== Segment start ==
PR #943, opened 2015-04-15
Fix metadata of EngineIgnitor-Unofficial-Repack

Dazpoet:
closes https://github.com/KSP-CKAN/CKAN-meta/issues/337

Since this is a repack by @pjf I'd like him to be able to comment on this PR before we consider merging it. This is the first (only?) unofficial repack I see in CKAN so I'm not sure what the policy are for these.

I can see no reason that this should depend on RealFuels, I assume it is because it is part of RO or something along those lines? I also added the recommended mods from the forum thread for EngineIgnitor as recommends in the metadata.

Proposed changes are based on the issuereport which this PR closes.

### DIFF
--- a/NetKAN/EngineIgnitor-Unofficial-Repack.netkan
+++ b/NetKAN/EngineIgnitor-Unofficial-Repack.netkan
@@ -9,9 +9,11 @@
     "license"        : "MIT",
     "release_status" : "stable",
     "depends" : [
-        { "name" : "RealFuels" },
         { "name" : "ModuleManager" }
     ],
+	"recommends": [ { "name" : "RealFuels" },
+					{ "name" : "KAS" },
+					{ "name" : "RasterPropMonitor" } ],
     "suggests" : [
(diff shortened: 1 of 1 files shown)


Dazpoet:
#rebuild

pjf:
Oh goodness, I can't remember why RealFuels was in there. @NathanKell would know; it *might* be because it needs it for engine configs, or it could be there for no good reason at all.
== Segment end ==
== Segment start ==
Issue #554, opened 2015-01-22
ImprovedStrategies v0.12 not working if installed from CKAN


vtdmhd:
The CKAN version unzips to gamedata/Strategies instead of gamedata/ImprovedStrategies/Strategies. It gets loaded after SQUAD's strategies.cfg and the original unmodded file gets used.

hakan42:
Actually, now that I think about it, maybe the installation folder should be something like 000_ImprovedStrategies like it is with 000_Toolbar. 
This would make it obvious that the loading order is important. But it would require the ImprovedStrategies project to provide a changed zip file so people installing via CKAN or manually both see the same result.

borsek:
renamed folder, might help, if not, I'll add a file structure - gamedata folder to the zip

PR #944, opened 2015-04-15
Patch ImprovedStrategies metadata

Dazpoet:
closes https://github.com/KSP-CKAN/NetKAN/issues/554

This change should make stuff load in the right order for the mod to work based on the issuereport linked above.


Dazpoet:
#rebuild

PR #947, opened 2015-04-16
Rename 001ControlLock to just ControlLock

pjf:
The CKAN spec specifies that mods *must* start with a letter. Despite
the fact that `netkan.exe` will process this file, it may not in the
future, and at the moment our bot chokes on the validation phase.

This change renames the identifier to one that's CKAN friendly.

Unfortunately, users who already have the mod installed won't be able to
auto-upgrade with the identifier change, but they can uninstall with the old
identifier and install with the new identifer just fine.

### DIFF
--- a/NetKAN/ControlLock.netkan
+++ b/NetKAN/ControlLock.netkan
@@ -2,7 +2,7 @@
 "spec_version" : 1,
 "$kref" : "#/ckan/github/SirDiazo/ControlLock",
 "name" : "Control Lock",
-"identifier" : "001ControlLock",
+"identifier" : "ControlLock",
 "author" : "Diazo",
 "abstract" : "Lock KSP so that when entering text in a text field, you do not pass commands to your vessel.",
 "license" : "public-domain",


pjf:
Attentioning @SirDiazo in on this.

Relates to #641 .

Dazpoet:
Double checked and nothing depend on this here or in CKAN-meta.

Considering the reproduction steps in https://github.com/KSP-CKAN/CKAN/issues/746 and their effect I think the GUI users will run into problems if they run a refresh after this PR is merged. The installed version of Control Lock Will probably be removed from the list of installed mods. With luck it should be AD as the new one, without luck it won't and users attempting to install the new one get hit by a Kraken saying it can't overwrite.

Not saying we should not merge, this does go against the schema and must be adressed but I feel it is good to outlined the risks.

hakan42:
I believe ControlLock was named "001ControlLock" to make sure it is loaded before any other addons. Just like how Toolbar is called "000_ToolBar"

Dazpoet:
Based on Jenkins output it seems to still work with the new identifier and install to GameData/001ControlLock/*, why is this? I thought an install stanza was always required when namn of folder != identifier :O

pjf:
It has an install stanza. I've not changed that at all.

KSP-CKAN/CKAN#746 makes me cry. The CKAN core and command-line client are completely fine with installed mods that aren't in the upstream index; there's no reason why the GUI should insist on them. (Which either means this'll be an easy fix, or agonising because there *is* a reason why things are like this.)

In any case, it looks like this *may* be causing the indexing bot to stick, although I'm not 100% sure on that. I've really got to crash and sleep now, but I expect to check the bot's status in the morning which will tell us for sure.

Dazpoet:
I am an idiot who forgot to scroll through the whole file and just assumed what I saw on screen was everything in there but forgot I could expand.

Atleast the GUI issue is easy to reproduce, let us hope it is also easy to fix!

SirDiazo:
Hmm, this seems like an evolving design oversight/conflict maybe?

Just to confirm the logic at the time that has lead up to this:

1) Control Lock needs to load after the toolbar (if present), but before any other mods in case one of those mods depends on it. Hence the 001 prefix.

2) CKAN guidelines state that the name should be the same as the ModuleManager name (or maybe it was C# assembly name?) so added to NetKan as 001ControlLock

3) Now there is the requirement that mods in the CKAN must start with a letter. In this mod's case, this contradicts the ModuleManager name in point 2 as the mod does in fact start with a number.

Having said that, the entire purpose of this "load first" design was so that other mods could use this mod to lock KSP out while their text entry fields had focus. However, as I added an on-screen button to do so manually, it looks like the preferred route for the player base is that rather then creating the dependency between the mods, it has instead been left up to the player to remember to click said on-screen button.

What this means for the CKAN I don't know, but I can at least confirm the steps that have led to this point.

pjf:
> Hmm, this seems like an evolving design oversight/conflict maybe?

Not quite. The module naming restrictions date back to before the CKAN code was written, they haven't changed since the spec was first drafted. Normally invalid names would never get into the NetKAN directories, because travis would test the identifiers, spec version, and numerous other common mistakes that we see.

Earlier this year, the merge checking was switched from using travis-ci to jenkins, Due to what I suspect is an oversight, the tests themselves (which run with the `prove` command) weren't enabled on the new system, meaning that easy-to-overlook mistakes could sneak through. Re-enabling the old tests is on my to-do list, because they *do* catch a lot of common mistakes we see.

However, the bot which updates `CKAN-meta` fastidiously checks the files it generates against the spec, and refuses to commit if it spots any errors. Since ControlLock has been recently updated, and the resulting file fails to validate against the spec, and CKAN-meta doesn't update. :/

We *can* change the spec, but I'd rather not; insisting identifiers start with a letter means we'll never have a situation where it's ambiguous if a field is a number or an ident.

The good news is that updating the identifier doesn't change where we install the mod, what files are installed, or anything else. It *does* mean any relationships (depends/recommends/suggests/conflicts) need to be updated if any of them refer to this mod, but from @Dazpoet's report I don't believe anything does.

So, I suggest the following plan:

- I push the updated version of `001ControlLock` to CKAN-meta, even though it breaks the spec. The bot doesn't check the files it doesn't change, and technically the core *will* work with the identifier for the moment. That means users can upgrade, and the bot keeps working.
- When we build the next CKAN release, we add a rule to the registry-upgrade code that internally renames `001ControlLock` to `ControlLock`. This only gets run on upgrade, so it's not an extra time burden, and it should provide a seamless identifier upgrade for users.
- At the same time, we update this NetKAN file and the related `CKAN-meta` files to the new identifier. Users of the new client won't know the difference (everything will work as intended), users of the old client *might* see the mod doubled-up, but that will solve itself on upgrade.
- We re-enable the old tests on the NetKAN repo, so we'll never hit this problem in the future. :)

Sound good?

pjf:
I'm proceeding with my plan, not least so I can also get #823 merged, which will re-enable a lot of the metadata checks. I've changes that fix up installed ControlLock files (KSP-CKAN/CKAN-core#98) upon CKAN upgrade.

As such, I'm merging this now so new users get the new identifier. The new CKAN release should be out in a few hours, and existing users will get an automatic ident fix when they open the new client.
== Segment end ==
== Segment start ==
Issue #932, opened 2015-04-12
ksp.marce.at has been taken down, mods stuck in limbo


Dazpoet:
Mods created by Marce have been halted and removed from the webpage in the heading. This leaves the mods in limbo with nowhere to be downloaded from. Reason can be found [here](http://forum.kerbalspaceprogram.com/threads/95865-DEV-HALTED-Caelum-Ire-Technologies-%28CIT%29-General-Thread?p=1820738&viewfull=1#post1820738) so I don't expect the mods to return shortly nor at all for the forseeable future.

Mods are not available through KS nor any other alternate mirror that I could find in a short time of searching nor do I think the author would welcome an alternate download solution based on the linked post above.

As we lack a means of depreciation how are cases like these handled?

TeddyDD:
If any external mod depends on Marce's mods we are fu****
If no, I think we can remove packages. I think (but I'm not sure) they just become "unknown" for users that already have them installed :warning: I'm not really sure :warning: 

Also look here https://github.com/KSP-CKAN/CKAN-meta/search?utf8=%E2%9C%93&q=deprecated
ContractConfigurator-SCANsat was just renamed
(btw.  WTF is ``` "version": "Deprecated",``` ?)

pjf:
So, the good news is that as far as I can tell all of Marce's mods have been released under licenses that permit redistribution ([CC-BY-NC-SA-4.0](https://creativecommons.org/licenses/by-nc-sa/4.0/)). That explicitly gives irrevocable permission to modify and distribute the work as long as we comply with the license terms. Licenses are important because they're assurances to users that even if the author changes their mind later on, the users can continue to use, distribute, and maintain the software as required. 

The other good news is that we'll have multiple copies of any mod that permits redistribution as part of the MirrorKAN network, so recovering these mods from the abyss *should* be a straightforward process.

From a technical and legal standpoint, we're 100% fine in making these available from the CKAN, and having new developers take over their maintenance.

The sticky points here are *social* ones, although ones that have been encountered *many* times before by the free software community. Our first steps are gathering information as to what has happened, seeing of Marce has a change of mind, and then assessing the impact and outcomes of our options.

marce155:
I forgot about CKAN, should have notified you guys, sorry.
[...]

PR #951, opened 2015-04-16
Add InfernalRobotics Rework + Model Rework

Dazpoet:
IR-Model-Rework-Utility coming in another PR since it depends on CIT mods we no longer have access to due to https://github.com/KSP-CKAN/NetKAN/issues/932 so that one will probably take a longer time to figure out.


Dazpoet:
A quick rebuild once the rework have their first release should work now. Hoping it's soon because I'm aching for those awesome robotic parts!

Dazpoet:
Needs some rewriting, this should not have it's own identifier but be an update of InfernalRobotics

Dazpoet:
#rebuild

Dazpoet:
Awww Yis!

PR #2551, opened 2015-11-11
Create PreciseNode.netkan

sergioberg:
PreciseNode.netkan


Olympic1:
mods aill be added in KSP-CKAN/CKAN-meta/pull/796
== Segment end ==
Output, from the data above, the lines from the line with "-9,9 +9,11 @@" to the line with "Oh goodness, I" exactly as they stand, both ends included and nothing else.

## Answer for this exercise
@@ -9,9 +9,11 @@
     "license"        : "MIT",
     "release_status" : "stable",
     "depends" : [
-        { "name" : "RealFuels" },
         { "name" : "ModuleManager" }
     ],
+	"recommends": [ { "name" : "RealFuels" },
+					{ "name" : "KAS" },
+					{ "name" : "RasterPropMonitor" } ],
     "suggests" : [
(diff shortened: 1 of 1 files shown)


Dazpoet:
#rebuild

pjf:
Oh goodness, I can't remember why RealFuels was in there. @NathanKell would know; it *might* be because it needs it for engine configs, or it could be there for no good reason at all.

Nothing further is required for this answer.